EXERCISE OBJECTIVE: What's needed is a full, exact retyping of the records.

------ PROVIDED RECORDS ------

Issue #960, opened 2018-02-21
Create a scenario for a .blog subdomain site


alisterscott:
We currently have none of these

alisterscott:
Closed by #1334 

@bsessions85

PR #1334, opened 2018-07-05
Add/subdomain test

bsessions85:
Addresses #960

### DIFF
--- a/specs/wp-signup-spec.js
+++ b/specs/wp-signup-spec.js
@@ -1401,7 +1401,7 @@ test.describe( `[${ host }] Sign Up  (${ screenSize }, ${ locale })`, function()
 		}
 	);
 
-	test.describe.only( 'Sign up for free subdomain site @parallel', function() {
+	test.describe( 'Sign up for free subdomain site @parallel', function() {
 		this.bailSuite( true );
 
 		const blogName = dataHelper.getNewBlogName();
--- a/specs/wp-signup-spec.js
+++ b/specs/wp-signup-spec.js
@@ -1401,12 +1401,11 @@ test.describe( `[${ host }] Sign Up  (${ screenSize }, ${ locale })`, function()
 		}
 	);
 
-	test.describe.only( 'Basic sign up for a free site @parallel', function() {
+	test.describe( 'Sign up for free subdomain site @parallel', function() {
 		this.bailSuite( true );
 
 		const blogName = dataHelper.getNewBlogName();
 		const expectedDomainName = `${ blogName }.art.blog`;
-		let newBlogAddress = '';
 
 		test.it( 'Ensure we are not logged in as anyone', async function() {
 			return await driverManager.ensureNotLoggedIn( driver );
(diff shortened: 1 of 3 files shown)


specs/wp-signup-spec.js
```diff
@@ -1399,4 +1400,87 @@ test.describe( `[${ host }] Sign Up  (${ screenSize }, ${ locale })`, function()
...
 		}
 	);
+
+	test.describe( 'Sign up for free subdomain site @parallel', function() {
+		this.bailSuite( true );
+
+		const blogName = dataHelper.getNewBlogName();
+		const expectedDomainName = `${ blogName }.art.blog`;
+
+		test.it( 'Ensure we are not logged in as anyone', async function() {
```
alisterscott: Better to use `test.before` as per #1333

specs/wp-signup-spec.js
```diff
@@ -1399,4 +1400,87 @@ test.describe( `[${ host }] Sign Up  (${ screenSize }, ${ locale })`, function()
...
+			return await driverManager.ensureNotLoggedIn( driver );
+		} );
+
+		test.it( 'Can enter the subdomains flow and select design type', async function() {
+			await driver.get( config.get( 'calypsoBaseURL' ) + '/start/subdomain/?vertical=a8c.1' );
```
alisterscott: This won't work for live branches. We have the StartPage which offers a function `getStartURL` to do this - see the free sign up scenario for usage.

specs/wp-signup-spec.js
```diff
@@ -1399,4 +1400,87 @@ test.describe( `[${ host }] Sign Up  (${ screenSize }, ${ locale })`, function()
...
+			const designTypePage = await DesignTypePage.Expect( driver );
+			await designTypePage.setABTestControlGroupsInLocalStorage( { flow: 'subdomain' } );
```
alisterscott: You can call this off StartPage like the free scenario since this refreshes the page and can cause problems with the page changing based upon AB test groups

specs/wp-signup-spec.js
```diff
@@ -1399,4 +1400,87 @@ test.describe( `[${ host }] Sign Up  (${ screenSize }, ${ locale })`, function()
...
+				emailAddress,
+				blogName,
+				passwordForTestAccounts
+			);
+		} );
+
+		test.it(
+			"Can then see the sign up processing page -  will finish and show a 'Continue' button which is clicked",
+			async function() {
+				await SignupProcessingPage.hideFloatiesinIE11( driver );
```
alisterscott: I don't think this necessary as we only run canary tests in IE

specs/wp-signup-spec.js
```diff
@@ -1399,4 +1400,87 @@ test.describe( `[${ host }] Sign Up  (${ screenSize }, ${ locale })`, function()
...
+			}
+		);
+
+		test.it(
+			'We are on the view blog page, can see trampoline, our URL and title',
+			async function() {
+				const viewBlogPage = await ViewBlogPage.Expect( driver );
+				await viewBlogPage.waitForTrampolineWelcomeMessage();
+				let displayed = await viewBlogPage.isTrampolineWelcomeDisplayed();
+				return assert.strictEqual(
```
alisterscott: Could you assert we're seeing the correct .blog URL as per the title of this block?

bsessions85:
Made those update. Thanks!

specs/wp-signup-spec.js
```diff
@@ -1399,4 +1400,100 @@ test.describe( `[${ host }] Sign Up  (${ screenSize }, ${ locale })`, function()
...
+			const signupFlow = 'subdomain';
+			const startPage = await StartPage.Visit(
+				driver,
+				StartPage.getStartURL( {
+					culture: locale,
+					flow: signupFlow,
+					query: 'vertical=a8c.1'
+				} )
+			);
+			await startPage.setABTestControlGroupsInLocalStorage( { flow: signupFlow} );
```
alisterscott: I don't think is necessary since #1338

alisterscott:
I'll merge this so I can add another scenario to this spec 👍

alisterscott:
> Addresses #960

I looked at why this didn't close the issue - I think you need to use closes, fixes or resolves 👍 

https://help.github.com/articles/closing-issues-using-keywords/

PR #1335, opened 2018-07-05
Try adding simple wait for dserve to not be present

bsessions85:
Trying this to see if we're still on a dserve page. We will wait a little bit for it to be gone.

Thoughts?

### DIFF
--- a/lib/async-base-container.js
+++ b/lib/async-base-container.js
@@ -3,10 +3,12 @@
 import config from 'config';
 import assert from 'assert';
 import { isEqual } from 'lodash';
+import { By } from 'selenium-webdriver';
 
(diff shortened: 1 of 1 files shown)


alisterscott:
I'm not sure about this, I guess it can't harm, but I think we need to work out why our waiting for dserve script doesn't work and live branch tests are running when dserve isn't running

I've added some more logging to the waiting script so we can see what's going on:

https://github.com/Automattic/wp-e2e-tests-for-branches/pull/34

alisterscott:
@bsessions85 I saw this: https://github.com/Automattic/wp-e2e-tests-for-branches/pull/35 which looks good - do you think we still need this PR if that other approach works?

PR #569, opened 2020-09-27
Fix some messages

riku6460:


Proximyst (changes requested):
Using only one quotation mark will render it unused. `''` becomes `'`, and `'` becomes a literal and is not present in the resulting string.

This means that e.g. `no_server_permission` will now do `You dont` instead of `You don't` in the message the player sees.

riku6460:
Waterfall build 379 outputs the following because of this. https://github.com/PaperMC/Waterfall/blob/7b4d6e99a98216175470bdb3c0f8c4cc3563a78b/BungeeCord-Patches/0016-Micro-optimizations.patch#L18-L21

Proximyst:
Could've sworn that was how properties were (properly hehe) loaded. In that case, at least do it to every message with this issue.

------

WRITTEN SOLUTION:
Issue #960, opened 2018-02-21
Create a scenario for a .blog subdomain site


alisterscott:
We currently have none of these

alisterscott:
Closed by #1334 

@bsessions85

PR #1334, opened 2018-07-05
Add/subdomain test

bsessions85:
Addresses #960

### DIFF
--- a/specs/wp-signup-spec.js
+++ b/specs/wp-signup-spec.js
@@ -1401,7 +1401,7 @@ test.describe( `[${ host }] Sign Up  (${ screenSize }, ${ locale })`, function()
 		}
 	);
 
-	test.describe.only( 'Sign up for free subdomain site @parallel', function() {
+	test.describe( 'Sign up for free subdomain site @parallel', function() {
 		this.bailSuite( true );
 
 		const blogName = dataHelper.getNewBlogName();
--- a/specs/wp-signup-spec.js
+++ b/specs/wp-signup-spec.js
@@ -1401,12 +1401,11 @@ test.describe( `[${ host }] Sign Up  (${ screenSize }, ${ locale })`, function()
 		}
 	);
 
-	test.describe.only( 'Basic sign up for a free site @parallel', function() {
+	test.describe( 'Sign up for free subdomain site @parallel', function() {
 		this.bailSuite( true );
 
 		const blogName = dataHelper.getNewBlogName();
 		const expectedDomainName = `${ blogName }.art.blog`;
-		let newBlogAddress = '';
 
 		test.it( 'Ensure we are not logged in as anyone', async function() {
 			return await driverManager.ensureNotLoggedIn( driver );
(diff shortened: 1 of 3 files shown)


specs/wp-signup-spec.js
```diff
@@ -1399,4 +1400,87 @@ test.describe( `[${ host }] Sign Up  (${ screenSize }, ${ locale })`, function()
...
 		}
 	);
+
+	test.describe( 'Sign up for free subdomain site @parallel', function() {
+		this.bailSuite( true );
+
+		const blogName = dataHelper.getNewBlogName();
+		const expectedDomainName = `${ blogName }.art.blog`;
+
+		test.it( 'Ensure we are not logged in as anyone', async function() {
```
alisterscott: Better to use `test.before` as per #1333

specs/wp-signup-spec.js
```diff
@@ -1399,4 +1400,87 @@ test.describe( `[${ host }] Sign Up  (${ screenSize }, ${ locale })`, function()
...
+			return await driverManager.ensureNotLoggedIn( driver );
+		} );
+
+		test.it( 'Can enter the subdomains flow and select design type', async function() {
+			await driver.get( config.get( 'calypsoBaseURL' ) + '/start/subdomain/?vertical=a8c.1' );
```
alisterscott: This won't work for live branches. We have the StartPage which offers a function `getStartURL` to do this - see the free sign up scenario for usage.

specs/wp-signup-spec.js
```diff
@@ -1399,4 +1400,87 @@ test.describe( `[${ host }] Sign Up  (${ screenSize }, ${ locale })`, function()
...
+			const designTypePage = await DesignTypePage.Expect( driver );
+			await designTypePage.setABTestControlGroupsInLocalStorage( { flow: 'subdomain' } );
```
alisterscott: You can call this off StartPage like the free scenario since this refreshes the page and can cause problems with the page changing based upon AB test groups

specs/wp-signup-spec.js
```diff
@@ -1399,4 +1400,87 @@ test.describe( `[${ host }] Sign Up  (${ screenSize }, ${ locale })`, function()
...
+				emailAddress,
+				blogName,
+				passwordForTestAccounts
+			);
+		} );
+
+		test.it(
+			"Can then see the sign up processing page -  will finish and show a 'Continue' button which is clicked",
+			async function() {
+				await SignupProcessingPage.hideFloatiesinIE11( driver );
```
alisterscott: I don't think this necessary as we only run canary tests in IE

specs/wp-signup-spec.js
```diff
@@ -1399,4 +1400,87 @@ test.describe( `[${ host }] Sign Up  (${ screenSize }, ${ locale })`, function()
...
+			}
+		);
+
+		test.it(
+			'We are on the view blog page, can see trampoline, our URL and title',
+			async function() {
+				const viewBlogPage = await ViewBlogPage.Expect( driver );
+				await viewBlogPage.waitForTrampolineWelcomeMessage();
+				let displayed = await viewBlogPage.isTrampolineWelcomeDisplayed();
+				return assert.strictEqual(
```
alisterscott: Could you assert we're seeing the correct .blog URL as per the title of this block?

bsessions85:
Made those update. Thanks!

specs/wp-signup-spec.js
```diff
@@ -1399,4 +1400,100 @@ test.describe( `[${ host }] Sign Up  (${ screenSize }, ${ locale })`, function()
...
+			const signupFlow = 'subdomain';
+			const startPage = await StartPage.Visit(
+				driver,
+				StartPage.getStartURL( {
+					culture: locale,
+					flow: signupFlow,
+					query: 'vertical=a8c.1'
+				} )
+			);
+			await startPage.setABTestControlGroupsInLocalStorage( { flow: signupFlow} );
```
alisterscott: I don't think is necessary since #1338

alisterscott:
I'll merge this so I can add another scenario to this spec 👍

alisterscott:
> Addresses #960

I looked at why this didn't close the issue - I think you need to use closes, fixes or resolves 👍 

https://help.github.com/articles/closing-issues-using-keywords/

PR #1335, opened 2018-07-05
Try adding simple wait for dserve to not be present

bsessions85:
Trying this to see if we're still on a dserve page. We will wait a little bit for it to be gone.

Thoughts?

### DIFF
--- a/lib/async-base-container.js
+++ b/lib/async-base-container.js
@@ -3,10 +3,12 @@
 import config from 'config';
 import assert from 'assert';
 import { isEqual } from 'lodash';
+import { By } from 'selenium-webdriver';
 
(diff shortened: 1 of 1 files shown)


alisterscott:
I'm not sure about this, I guess it can't harm, but I think we need to work out why our waiting for dserve script doesn't work and live branch tests are running when dserve isn't running

I've added some more logging to the waiting script so we can see what's going on:

https://github.com/Automattic/wp-e2e-tests-for-branches/pull/34

alisterscott:
@bsessions85 I saw this: https://github.com/Automattic/wp-e2e-tests-for-branches/pull/35 which looks good - do you think we still need this PR if that other approach works?

PR #569, opened 2020-09-27
Fix some messages

riku6460:


Proximyst (changes requested):
Using only one quotation mark will render it unused. `''` becomes `'`, and `'` becomes a literal and is not present in the resulting string.

This means that e.g. `no_server_permission` will now do `You dont` instead of `You don't` in the message the player sees.

riku6460:
Waterfall build 379 outputs the following because of this. https://github.com/PaperMC/Waterfall/blob/7b4d6e99a98216175470bdb3c0f8c4cc3563a78b/BungeeCord-Patches/0016-Micro-optimizations.patch#L18-L21

Proximyst:
Could've sworn that was how properties were (properly hehe) loaded. In that case, at least do it to every message with this issue.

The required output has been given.